PR #5056, opened 2019-04-21
remote: add callback to resolve URLs before connecting

eaigner:
I tried to move the original PR to another branch on my fork, and Github auto-closed my PR.
This is a new one replacing #5028.
Sorry for the dupe.

----------

Since libssh2 doesn't read host configuration from the config file,
this callback can be used to hand over URL resolving to the client
without touching the SSH implementation itself.

Example:

Remote `origin` has URL

    ssh://myhost/~/repo.git

This would obviously fail with the current libgit2 implementation,
given the following SSH config:

    Host myhost
        User gituser
        HostName my.very.long.host.with.subdomain
        Port 1234

The URL callback allows this to be rewritten to e.g.

    gituser@my.very.long.host.with.subdomain:1234/~/repo.git

by the client without much hassle.

### DIFF
--- a/include/git2/remote.h
+++ b/include/git2/remote.h
@@ -478,7 +478,7 @@ typedef int GIT_CALLBACK(git_push_update_reference_cb)(const char *refname, cons
  * Callback to resolve URLs before connecting to remote
  *
  * @param url_resolved The buffer to write the resolved URL to.
- *                     If GIT_PASSTHROUGH is returned, it is not required to write to the buffer.
+ *                     If GIT_PASSTHROUGH is returned, writing to the buffer it is not required.
  * @param url The URL to resolve
  * @param direction GIT_DIRECTION_FETCH or GIT_DIRECTION_PUSH
  * @param payload The callback payload
--- a/include/git2/remote.h
+++ b/include/git2/remote.h
@@ -477,14 +477,14 @@ typedef int GIT_CALLBACK(git_push_update_reference_cb)(const char *refname, cons
 /**
  * Callback to resolve URLs before connecting to remote
  *
- * @param url_resolved The resolved URL. The URL is freed by the caller.
- *                     If GIT_PASSTHROUGH is returned `url_resolved` should not be allocated.
+ * @param url_resolved The buffer to write the resolved URL to.
+ *                     If GIT_PASSTHROUGH is returned, it is not required to write to the buffer.
  * @param url The URL to resolve
  * @param direction GIT_DIRECTION_FETCH or GIT_DIRECTION_PUSH
  * @param payload The callback payload
  * @return 0 on success, GIT_PASSTHROUGH or an error
  */
-typedef int GIT_CALLBACK(git_resolve_url_cb)(char **url_resolved, const char *url, int direction, void *payload);
+typedef int GIT_CALLBACK(git_resolve_url_cb)(git_buf *url_resolved, const char *url, int direction, void *payload);
 
 /**
  * The callback settings structure
--- a/include/git2/remote.h
+++ b/include/git2/remote.h
@@ -475,6 +475,17 @@ typedef int GIT_CALLBACK(git_push_negotiation)(const git_push_update **updates, 
 typedef int GIT_CALLBACK(git_push_update_reference_cb)(const char *refname, const char *status, void *data);
 
 /**
+ * Callback to resolve URLs before connecting to remote
+ *
+ * @param url The URL to resolve
+ * @param url_resolved The resolved URL
+ * @param direction GIT_DIRECTION_FETCH or GIT_DIRECTION_PUSH
+ * @param payload The callback payload
+ * @return 0 on success, otherwise an error
+ */
+typedef int GIT_CALLBACK(git_resolve_url_cb)(const char *url, char **url_resolved, int direction, void *payload);
+
+/**
  * The callback settings structure
  *
  * Set the callbacks to be called by the remote when informing the user
@@ -494,6 +505,12 @@ struct git_remote_callbacks {
 	 * process are done (currently unused).
 	 */
 	int GIT_CALLBACK(completion)(git_remote_completion_t type, void *data);
+
+	/**
+	 * Resolve URL before connecting to remote.
+	 * The returned URL will be used to connect to the remote instead.
+	 */
+	git_resolve_url_cb resolve_url;
 
 	/**
 	 * This will be called if the remote host requires
--- a/include/git2/remote.h
+++ b/include/git2/remote.h
@@ -477,13 +477,14 @@ typedef int GIT_CALLBACK(git_push_update_reference_cb)(const char *refname, cons
 /**
  * Callback to resolve URLs before connecting to remote
  *
+ * @param url_resolved The resolved URL. The URL is freed by the caller.
+ *                     If GIT_PASSTHROUGH is returned `url_resolved` should not be allocated.
  * @param url The URL to resolve
- * @param url_resolved The resolved URL
  * @param direction GIT_DIRECTION_FETCH or GIT_DIRECTION_PUSH
  * @param payload The callback payload
- * @return 0 on success, otherwise an error
+ * @return 0 on success, GIT_PASSTHROUGH or an error
  */
-typedef int GIT_CALLBACK(git_resolve_url_cb)(const char *url, char **url_resolved, int direction, void *payload);
+typedef int GIT_CALLBACK(git_resolve_url_cb)(char **url_resolved, const char *url, int direction, void *payload);
 
 /**
  * The callback settings structure
--- a/src/remote.c
+++ b/src/remote.c
@@ -686,7 +686,7 @@ static int git_remote__urlresolve(char **resolved_url, const char *url, int dire
 	*resolved_url = git__strdup(url);
 	GIT_ERROR_CHECK_ALLOC(*resolved_url);
 
-	return GIT_OK;
+	return 0;
 }
 
 int git_remote__urlfordirection(char **url_out, struct git_remote *remote, int direction, const git_remote_callbacks *callbacks)
--- a/src/remote.c
+++ b/src/remote.c
@@ -670,31 +670,39 @@ int git_remote_set_pushurl(git_repository *repo, const char *remote, const char*
 	return set_url(repo, remote, CONFIG_PUSHURL_FMT, url);
 }
 
-static int git_remote__urlresolve(const char *url, char **resolved_url, int direction, const git_remote_callbacks *callbacks)
+static int git_remote__urlresolve(char **resolved_url, const char *url, int direction, const git_remote_callbacks *callbacks)
 {
+	int status;
+
+	if (!url)
+		return -1;
+
 	if (callbacks && callbacks->resolve_url) {
-		return callbacks->resolve_url(url, resolved_url, direction, callbacks->payload);
+		status = callbacks->resolve_url(resolved_url, url, direction, callbacks->payload);
+		if (status != GIT_PASSTHROUGH)
+			return status;
 	}
 
 	*resolved_url = url ? git__strdup(url) : NULL;
 
+	GIT_ERROR_CHECK_ALLOC(*resolved_url);
+
 	return GIT_OK;
 }
 
-int git_remote__urlfordirection(struct git_remote *remote, int direction, const git_remote_callbacks *callbacks, char **url_out)
+int git_remote__urlfordirection(char **url_out, struct git_remote *remote, int direction, const git_remote_callbacks *callbacks)
 {
 	assert(remote);
 	assert(direction == GIT_DIRECTION_FETCH || direction == GIT_DIRECTION_PUSH);
 
 	if (direction == GIT_DIRECTION_FETCH) {
-		return git_remote__urlresolve(remote->url, url_out, direction, callbacks);
+		return git_remote__urlresolve(url_out, remote->url, direction, callbacks);
 	}
 
 	if (direction == GIT_DIRECTION_PUSH) {
-		return git_remote__urlresolve(remote->pushurl ? remote->pushurl : remote->url, url_out, direction, callbacks);
+		return git_remote__urlresolve(url_out, remote->pushurl ? remote->pushurl : remote->url, direction, callbacks);
 	}
 
-	/* unreachable */
 	return GIT_EINVALID;
 }
 
@@ -739,15 +747,11 @@ int git_remote__connect(git_remote *remote, git_direction direction, const git_r
 
 	t = remote->transport;
 
-	if ((error = git_remote__urlfordirection(remote, direction, callbacks, &url)) != 0)
-		goto on_error;
-
-	if (url == NULL) {
+	if ((error = git_remote__urlfordirection(&url, remote, direction, callbacks))) {
 		git_error_set(GIT_ERROR_INVALID,
 			"Malformed remote '%s' - missing %s URL",
 			remote->name ? remote->name : "(anonymous)",
 			direction == GIT_DIRECTION_FETCH ? "fetch" : "push");
-		error = -1;
 		goto on_error;
 	}
 
@@ -779,8 +783,7 @@ on_error:
 	if (t)
 		t->free(t);
 
-	if (url)
-		free(url);
+	free(url);
 
 	if (t == remote->transport)
 		remote->transport = NULL;
--- a/src/remote.c
+++ b/src/remote.c
@@ -674,6 +674,8 @@ static int git_remote__urlresolve(git_buf *resolved_url, const char *url, int di
 {
 	int status;
 
+	git_buf_clear(resolved_url);
+
 	if (!url)
 		return -1;
 
--- a/src/remote.c
+++ b/src/remote.c
@@ -670,21 +670,32 @@ int git_remote_set_pushurl(git_repository *repo, const char *remote, const char*
 	return set_url(repo, remote, CONFIG_PUSHURL_FMT, url);
 }
 
-const char* git_remote__urlfordirection(git_remote *remote, int direction)
+static int git_remote__urlresolve(const char *url, char **resolved_url, int direction, const git_remote_callbacks *callbacks)
+{
+	if (callbacks && callbacks->resolve_url) {
+		return callbacks->resolve_url(url, resolved_url, direction, callbacks->payload);
+	}
+
+	*resolved_url = url ? git__strdup(url) : NULL;
+
+	return GIT_OK;
+}
+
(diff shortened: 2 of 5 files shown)


include/git2/remote.h
```diff
@@ -474,6 +474,17 @@ typedef int GIT_CALLBACK(git_push_negotiation)(const git_push_update **updates,
...
+/**
+ * Callback to resolve URLs before connecting to remote
+ *
+ * @param url The URL to resolve
+ * @param url_resolved The resolved URL
+ * @param direction GIT_DIRECTION_FETCH or GIT_DIRECTION_PUSH
+ * @param payload The callback payload
+ * @return 0 on success, otherwise an error
+ */
+typedef int GIT_CALLBACK(git_resolve_url_cb)(const char *url, char **url_resolved, int direction, void *payload);
```
pks-t: The output-parameter `url_resolved` should be the first argument to this function

include/git2/remote.h
```diff
@@ -474,6 +474,17 @@ typedef int GIT_CALLBACK(git_push_negotiation)(const git_push_update **updates,
  */
 typedef int GIT_CALLBACK(git_push_update_reference_cb)(const char *refname, const char *status, void *data);
 
+/**
+ * Callback to resolve URLs before connecting to remote
+ *
+ * @param url The URL to resolve
+ * @param url_resolved The resolved URL
```
pks-t: Could you please clarify that the resolved URL is expected to belong to the caller afterwards?

src/remote.c
```diff
@@ -670,21 +670,32 @@ int git_remote_set_pushurl(git_repository *repo, const char *remote, const char*
 	return set_url(repo, remote, CONFIG_PUSHURL_FMT, url);
 }
 
-const char* git_remote__urlfordirection(git_remote *remote, int direction)
+static int git_remote__urlresolve(const char *url, char **resolved_url, int direction, const git_remote_callbacks *callbacks)
 {
-	assert(remote);
+	if (callbacks && callbacks->resolve_url) {
+		return callbacks->resolve_url(url, resolved_url, direction, callbacks->payload);
+	}
```
pks-t: No need for those braces. Edit: I see there's precedent though in the other functions. So you're free to do as you wish ;)

src/remote.c
```diff
@@ -670,21 +670,32 @@ int git_remote_set_pushurl(git_repository *repo, const char *remote, const char*
 	return set_url(repo, remote, CONFIG_PUSHURL_FMT, url);
 }
 
-const char* git_remote__urlfordirection(git_remote *remote, int direction)
+static int git_remote__urlresolve(const char *url, char **resolved_url, int direction, const git_remote_callbacks *callbacks)
```
pks-t: Same here. The output-parameters belong first

src/remote.c
```diff
@@ -670,21 +670,32 @@ int git_remote_set_pushurl(git_repository *repo, const char *remote, const char*
...
+	if (callbacks && callbacks->resolve_url) {
+		return callbacks->resolve_url(url, resolved_url, direction, callbacks->payload);
+	}
+
+	*resolved_url = url ? git__strdup(url) : NULL;
+
+	return GIT_OK;
+}
 
+int git_remote__urlfordirection(struct git_remote *remote, int direction, const git_remote_callbacks *callbacks, char **url_out)
```
pks-t: Output parameter should be first.

src/remote.c
```diff
@@ -670,21 +670,32 @@ int git_remote_set_pushurl(git_repository *repo, const char *remote, const char*
...
+		return git_remote__urlresolve(remote->url, url_out, direction, callbacks);
 	}
 
 	if (direction == GIT_DIRECTION_PUSH) {
-		return remote->pushurl ? remote->pushurl : remote->url;
+		return git_remote__urlresolve(remote->pushurl ? remote->pushurl : remote->url, url_out, direction, callbacks);
 	}
 
-	return NULL;
+	/* unreachable */
```
pks-t: Not exactly unreachable :P In release-code, the above assert would not exist and thus callers may reach this statement

src/remote.c
```diff
@@ -670,21 +670,32 @@ int git_remote_set_pushurl(git_repository *repo, const char *remote, const char*
 	return set_url(repo, remote, CONFIG_PUSHURL_FMT, url);
 }
 
-const char* git_remote__urlfordirection(git_remote *remote, int direction)
+static int git_remote__urlresolve(const char *url, char **resolved_url, int direction, const git_remote_callbacks *callbacks)
 {
-	assert(remote);
+	if (callbacks && callbacks->resolve_url) {
+		return callbacks->resolve_url(url, resolved_url, direction, callbacks->payload);
```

##############################

Action item —
Take the lines from the top of the data through the one that contains "This would obviously" and copy them exactly, leaving out every line after it.

Response area —
PR #5056, opened 2019-04-21
remote: add callback to resolve URLs before connecting

eaigner:
I tried to move the original PR to another branch on my fork, and Github auto-closed my PR.
This is a new one replacing #5028.
Sorry for the dupe.

----------

Since libssh2 doesn't read host configuration from the config file,
this callback can be used to hand over URL resolving to the client
without touching the SSH implementation itself.

Example:

Remote `origin` has URL

    ssh://myhost/~/repo.git

This would obviously fail with the current libgit2 implementation,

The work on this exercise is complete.